**INSTRUCTIONS FOR THE TASK**
Repeat the entries below exactly. Begin with the first line and end with the line that contains "create a funciton".

***** INFORMATION GIVEN *****

PR #80, opened 2017-08-22
Add bench statistics

### LINKED ISSUE #57: collect statistics on each operation in the benchmark tool
when executing operations, we want to know about:
1. throughput (requests / s)
1. latency (time per request)

For latency, we care about the latency distribution, which means we need to collect percentiles. This is actually a pretty interesting problem, since almost all existing solutions REALLY suck and use probabilistic approches that destroy accuracy. One approach that I like is:
* create a `Vec` of `AtomicUsize` that is pretty big. 
* create a funciton that maps from a measured value to a "slot number"
* each slot number corresponds to values that are ~1% larger than the ones in the previous one
* when measuring something, like latency, convert the latency to the slot number using the function, then look up the `AtomicUsize` and `fetch_add` 1 to it.
* when done with all measurements, you can scan over the counts to determine any percentile. it's good to know, at a minimum, 0th (fastest), 50th (median), 75th, 90th, 95th, 97.5th, 99th, 99.9th, 99.99th, 99.999th, and 100th (max). 

here's an example of a function that converts from a number to a slot number, and back: https://github.com/spacejam/loghisto/blob/master/metrics.go#L316

For throughput, just atomically increment a counter for each of the ops, and have a thread spit out the values every second, resetting it to 0. The latency percentiles can be for the duration of the entire benchmark, for now.

pmuens:
Closes #57

### DIFF
--- a/Cargo.toml
+++ b/Cargo.toml
@@ -12,7 +12,7 @@ readme = "README.md"
 
 [features]
 default = []
-bench = ["clap", "num_cpus", "log", "rand", "rayon", "zstd", "env_logger"]
+bench = ["clap", "num_cpus", "log", "rand", "chrono", "rayon", "zstd", "env_logger"]
 stress = ["docopt", "chan-signal", "rayon", "rand", "zstd"]
 
 [[bin]]
@@ -49,6 +49,7 @@ clap = {version = "2.26", optional = true}
 rand = {version = "0.3", optional = true}
 docopt = {version = "0.8", optional = true}
 chan-signal = {version = "0.3", optional = true}
+chrono = {version = "0.4", optional = true}
 
 [dev-dependencies]
 quickcheck = "0.2"
--- a/src/bin/bench.rs
+++ b/src/bin/bench.rs
@@ -4,18 +4,21 @@ extern crate num_cpus;
 extern crate log;
 extern crate rand;
 extern crate sled;
+extern crate historian;
+extern crate chrono;
 
 use std::error::Error;
 use std::io::prelude::*;
 use std::process;
 use std::collections::HashMap;
 use std::thread;
-use std::time::Duration;
+use std::time::{Duration, Instant};
 use std::sync::Arc;
 use std::sync::atomic::{AtomicUsize, Ordering};
 
 use clap::{App, Arg};
 use rand::Rng;
+use historian::Histo;
 
 use sled::Tree;
 
@@ -189,6 +192,7 @@ fn perform_tree_operations(tree: Tree, config: Config) {
     let ops_per_thread = config.num_operations / config.num_threads; // TODO update to handle division errors
     let mut threads = Vec::new();
     let ops_per_second = AtomicUsize::new(0);
+    let histo = Arc::new(Histo::default());
 
     let tree = Arc::new(tree);
     let ops = Arc::new(ops);
@@ -210,8 +214,10 @@ fn perform_tree_operations(tree: Tree, config: Config) {
         let tree = tree.clone();
         let ops = ops.clone();
         let ops_per_second = ops_per_second.clone();
+        let histo = histo.clone();
         let t = thread::spawn(move || for _ in 0..ops_per_thread {
             let op_to_perform = get_operation_choice(&ops, sum_ops);
+            let now = Instant::now();
 
             match op_to_perform {
                 Some(&Op::Set) => perform_set_operation(&tree),
@@ -222,6 +228,13 @@ fn perform_tree_operations(tree: Tree, config: Config) {
                 _ => (),
             };
 
+            let us = chrono::Duration::from_std(now.elapsed())
+                .unwrap()
+                .num_microseconds()
+                .unwrap() as f64;
+
+            histo.measure(us);
+
             ops_per_second.fetch_add(1, Ordering::Relaxed);
         });
         threads.push(t);
@@ -230,6 +243,19 @@ fn perform_tree_operations(tree: Tree, config: Config) {
     for t in threads.into_iter() {
         t.join();
     }
+
+    println!("");
+    println!("0th: {}us", histo.percentile(0.).round() as usize);
+    println!("50th: {}us", histo.percentile(50.).round() as usize);
+    println!("75th: {}us", histo.percentile(75.).round() as usize);
+    println!("90th: {}us", histo.percentile(90.).round() as usize);
+    println!("95th: {}us", histo.percentile(95.).round() as usize);
+    println!("97.5th: {}us", histo.percentile(97.5).round() as usize);
+    println!("99th: {}us", histo.percentile(99.).round() as usize);
+    println!("99.9th: {}us", histo.percentile(99.9).round() as usize);
+    println!("99.99th: {}us", histo.percentile(99.99).round() as usize);
+    println!("99.999th: {}us", histo.percentile(99.999).round() as usize);
+    println!("100th: {}us", histo.percentile(100.).round() as usize);
 }
 
 fn perform_set_operation(tree: &Tree) {
--- a/src/bin/bench.rs
+++ b/src/bin/bench.rs
@@ -10,7 +10,9 @@ use std::io::prelude::*;
 use std::process;
 use std::collections::HashMap;
 use std::thread;
+use std::time::Duration;
 use std::sync::Arc;
+use std::sync::atomic::{AtomicUsize, Ordering};
 
 use clap::{App, Arg};
 use rand::Rng;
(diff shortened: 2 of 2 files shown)


src/bin/bench.rs
```diff
@@ -185,19 +188,40 @@ fn perform_tree_operations(tree: Tree, config: Config) {
...
     for i in 0..config.num_threads {
         let tree = tree.clone();
         let ops = ops.clone();
+        let ops_per_second = ops_per_second.clone();
+        let tx = tx.clone();
         let t = thread::spawn(move || for _ in 0..ops_per_thread {
             let op_to_perform = get_operation_choice(&ops, sum_ops);
 
+            ops_per_second.fetch_add(1, Ordering::SeqCst);
+            tx.send(ops_per_second.load(Ordering::SeqCst));
```
spacejam: for any of these counters, we can use the `Relaxed` memory ordering, which is still atomic, but does not slow down other threads so much.

spacejam: no need to use a channel, since that also forces the receiving thread to be a bottleneck for everyone.

src/bin/bench.rs
```diff
@@ -185,19 +188,40 @@ fn perform_tree_operations(tree: Tree, config: Config) {
...
     let ops_per_thread = config.num_operations / config.num_threads;
     let mut threads = Vec::new();
+    let statistics = Statistics::new();
+    let (tx, rx) = channel();
+
+    let statistics = Arc::new(statistics);
+    thread::spawn(move || {
+        loop {
+            // TODO how do I get the most recent value here rather than receiving one at a time?
+            let ops_per_second = rx.recv().unwrap();
```
spacejam: rather than using a channel, you can just have other threads do `fetch_add` on the counter to increment it, and then this thread just calls `swap(0)` on the counter once per second, which resets the value to 0 and returns the previous count.

src/bin/bench.rs
pmuens: Thanks! 🤔 yes, that makes 👍

src/bin/bench.rs
pmuens: Gotcha! Really elegant solution!

Completely forgot that I can share the `ops_per_second` in more than one thread.

pmuens:
Ok. Thanks for the review @spacejam 👍

That was really helpful! I was able to resolve the PR comments. Will push an updated, way more performant version soon!

pmuens:
FYI: @spacejam just rebased and pushed a couple of updates for the `throughput` statistic.

src/bin/bench.rs
```diff
@@ -185,19 +187,40 @@ fn perform_tree_operations(tree: Tree, config: Config) {
...
+
+    // thread which spits out bench-related results every 1 second
+    {
+        let ops_per_second = ops_per_second.clone();
+        let ops_per_second_vec = ops_per_second_vec.clone();
+        thread::spawn(move || {
+            loop {
+                thread::sleep(Duration::from_secs(1));
+                let ops_per_second = ops_per_second.swap(0, Ordering::Relaxed);
+                let mut ops_per_second_vec = ops_per_second_vec.lock().unwrap();
```
spacejam: I think we can probably just print out the throughput each second as it happens, rather than buffering it

pmuens: Good idea. This makes the code easier to write for me 😄!

So we get rid of the array to store all the throughputs and won't have an overall throughput after the benchmark is done?

spacejam:
@pmuens I've writte a simple library for recording histogram values and later printing percentiles:
https://docs.rs/historian/1.0.0/historian/struct.Histo.html

pmuens:
> @pmuens I've writte a simple library for recording histogram values and later printing percentiles:
https://docs.rs/historian/1.0.1/historian/struct.Histo.html

Thanks for that @spacejam 👍! Will update the PR so that `historian` is used. Outstanding naming BTW 😄

pmuens:
@spacejam so I just used the `historian` lib (which looks pretty awesome BTW 👍).

My current approach is to measure the elapsed nanos between the start and the end of the `Tree` operation (you can see the first attempt in the last commit).

However it looks like the `historian::radix::Node` cannot be safely shared between threads:

```bash
root@405c91c6f034:/app# cargo build --bin bench --features="bench" && target/debug/bench --num-operations 10000 --set 10 --get 20
   Compiling rsdb v0.10.0 (file:///app)
error[E0277]: the trait bound `*mut std::sync::atomic::AtomicUsize: std::marker::Send` is not satisfied in `historian::radix::Node`
   --> src/bin/bench.rs:218:17
    |
218 |         let t = thread::spawn(move || for _ in 0..ops_per_thread {
    |                 ^^^^^^^^^^^^^ `*mut std::sync::atomic::AtomicUsize` cannot be sent between threads safely
    |
    = help: within `historian::radix::Node`, the trait `std::marker::Send` is not implemented for `*mut std::sync::atomic::AtomicUsize`
    = note: required because it appears within the type `historian::radix::Node`
    = note: required because of the requirements on the impl of `std::marker::Send` for `coco::epoch::atomic::Atomic<historian::radix::Node>`
    = note: required because it appears within the type `historian::radix::Radix`
    = note: required because it appears within the type `historian::Histo`
    = note: required because of the requirements on the impl of `std::marker::Send` for `std::sync::Arc<historian::Histo>`
    = note: required because it appears within the type `[closure@src/bin/bench.rs:218:31: 236:10 ops_per_thread:usize, ops:std::sync::Arc<std::vec::Vec<(Op, usize)>>, sum_ops:usize, tree:std::sync::Arc<rsdb::Tree>, histo:std::sync::Arc<historian::Histo>, ops_per_second:std::sync::Arc<std::sync::atomic::AtomicUsize>]`
    = note: required by `std::thread::spawn`
```

Is my attempt correct? Does the `historian` lib need some updates so that it can be safely shared between threads?

spacejam:
@pmuens whoops, added the right markers for using it across threads.

Cargo.toml
```diff
@@ -42,6 +42,7 @@ clap = {version = "2.26", optional = true}
 rand = {version = "0.3", optional = true}
 docopt = {version = "0.8", optional = true}
 chan-signal = {version = "0.3", optional = true}
+historian = {version = "1.0.1", optional = true}
```
spacejam: bump this to `2.0` (leave off the last part for it to track the latest patch)

src/bin/bench.rs
```diff
@@ -184,18 +188,36 @@ fn perform_tree_operations(tree: Tree, config: Config) {
         (Op::Delete, config.delete),
         (Op::Cas, config.cas),
     ];
-
-    // TODO update to handle division errors
-    let ops_per_thread = config.num_operations / config.num_threads;
+    let ops_per_thread = config.num_operations / config.num_threads; // TODO update to handle division errors
     let mut threads = Vec::new();
+    let ops_per_second = AtomicUsize::new(0);
+    let histo = Histo::default();
```
spacejam: generally add the `Arc` inline, rather than redefining the variable below

pmuens:
@spacejam thanks for the review. Just pushed some requested in the review.

The benchmarking tool now prints all the percentiles (as requested in #57) at the end of the execution:

```bash
running benchmarking suite...
throughput: 1860
throughput: 1795
throughput: 1714
throughput: 1589
throughput: 1407
throughput: 1350

0th: 103776ns
50th: 994504ns
75: 1369559ns
90th: 2043142ns
95th: 2730512ns
97.5th: 3368573ns
99th: 5230408ns
99.9th: 7725212ns
99.99th: 39428520ns
99.999th: 51136034ns
100th: 51136034ns
```

Not sure if `ns` is too precise. I converted it to `ms`, but IMHO that's to imprecise.

spacejam:
microseconds (us) is probably the appropriate granularity for the time being. 14ms is crazy, I'll bet that's when operations coincide with a snapshot

pmuens:
> microseconds (us) is probably the appropriate granularity for the time being. 14ms is crazy, I'll bet that's when operations coincide with a snapshot

Thanks for the feedback @spacejam 👍. I'll update the PR accordingly.

**Aside:** One thing to note about the benchmarking results is that I run this inside of Docker 😬 (and I haven't allocated too much resources for the containers)

pmuens:
FYI: @spacejam just updated the PR so that microseconds are used.

Cargo.toml
```diff
@@ -12,7 +12,7 @@ readme = "README.md"
 
 [features]
 default = []
-bench = ["clap", "num_cpus", "log", "rand", "rayon", "zstd", "env_logger"]
+bench = ["clap", "num_cpus", "log", "rand", "historian", "time", "rayon", "zstd", "env_logger"]
```
spacejam: since I added historian as a dep on the main crate, this doesn't need to be in the feature array

Cargo.toml
```diff
@@ -45,6 +45,8 @@ clap = {version = "2.26", optional = true}
 rand = {version = "0.3", optional = true}
 docopt = {version = "0.8", optional = true}
 chan-signal = {version = "0.3", optional = true}
+historian = {version = "2.0", optional = true}
```
spacejam: can nuke this now since historian is a dependency of the crate always

src/bin/bench.rs
```diff
@@ -184,18 +190,35 @@ fn perform_tree_operations(tree: Tree, config: Config) {
...
     let tree = Arc::new(tree);
     let ops = Arc::new(ops);
+    let ops_per_second = Arc::new(ops_per_second);
+
+    // thread which spits out bench-related results every 1 second
+    {
+        let ops_per_second = ops_per_second.clone();
+        thread::spawn(move || {
+            loop {
+                thread::sleep(Duration::seconds(1).to_std().unwrap());
```
spacejam: `thread::sleep(Duration::from_secs(1))`

spacejam:
Looking good! As soon as the minor things I commented on are in this is good to go!

src/bin/bench.rs
pmuens: Thanks for commenting 👍!

I had that before, but now since I'm using the `Duration` struct from `time` crate I had a naming conflict. I decided to pick one to keep the usage consistent and it this case it was the `Duration` struct from `time`.

pmuens: Lol. Looks like `time` is no longer maintained (https://github.com/rust-lang-deprecated/time#notes). Maybe I switch to `chronos`. I wish that `cargo` shows the READMEs...

pmuens:
Thanks for the review @spacejam 👍

I'll look through the comments, fix them and rebase the PR so that it's ready to be merged.

pmuens:
@spacejam just updated and rebased according to your PR review.

Here's how the output looks like:

```bash
root@0db01d72d732:/app# cargo build --bin bench --features="bench" && target/debug/bench --num-operations 10000 --set 10 --get 20
    Finished dev [unoptimized + debuginfo] target(s) in 0.4 secs
running benchmarking suite...
throughput: 1675
throughput: 1058
throughput: 854
throughput: 1154
throughput: 1860
throughput: 1344
throughput: 501

0th: 51us
50th: 339us
75th: 705us
90th: 1379us
95th: 6062us
97.5th: 9604us
99th: 13766us
99.9th: 388480us
99.99th: 568069us
99.999th: 568069us
100th: 568069us
throughput: 1554
```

*****

**SOLUTION TO THIS EXERCISE**
PR #80, opened 2017-08-22
Add bench statistics

### LINKED ISSUE #57: collect statistics on each operation in the benchmark tool
when executing operations, we want to know about:
1. throughput (requests / s)
1. latency (time per request)

For latency, we care about the latency distribution, which means we need to collect percentiles. This is actually a pretty interesting problem, since almost all existing solutions REALLY suck and use probabilistic approches that destroy accuracy. One approach that I like is:
* create a `Vec` of `AtomicUsize` that is pretty big. 
* create a funciton that maps from a measured value to a "slot number"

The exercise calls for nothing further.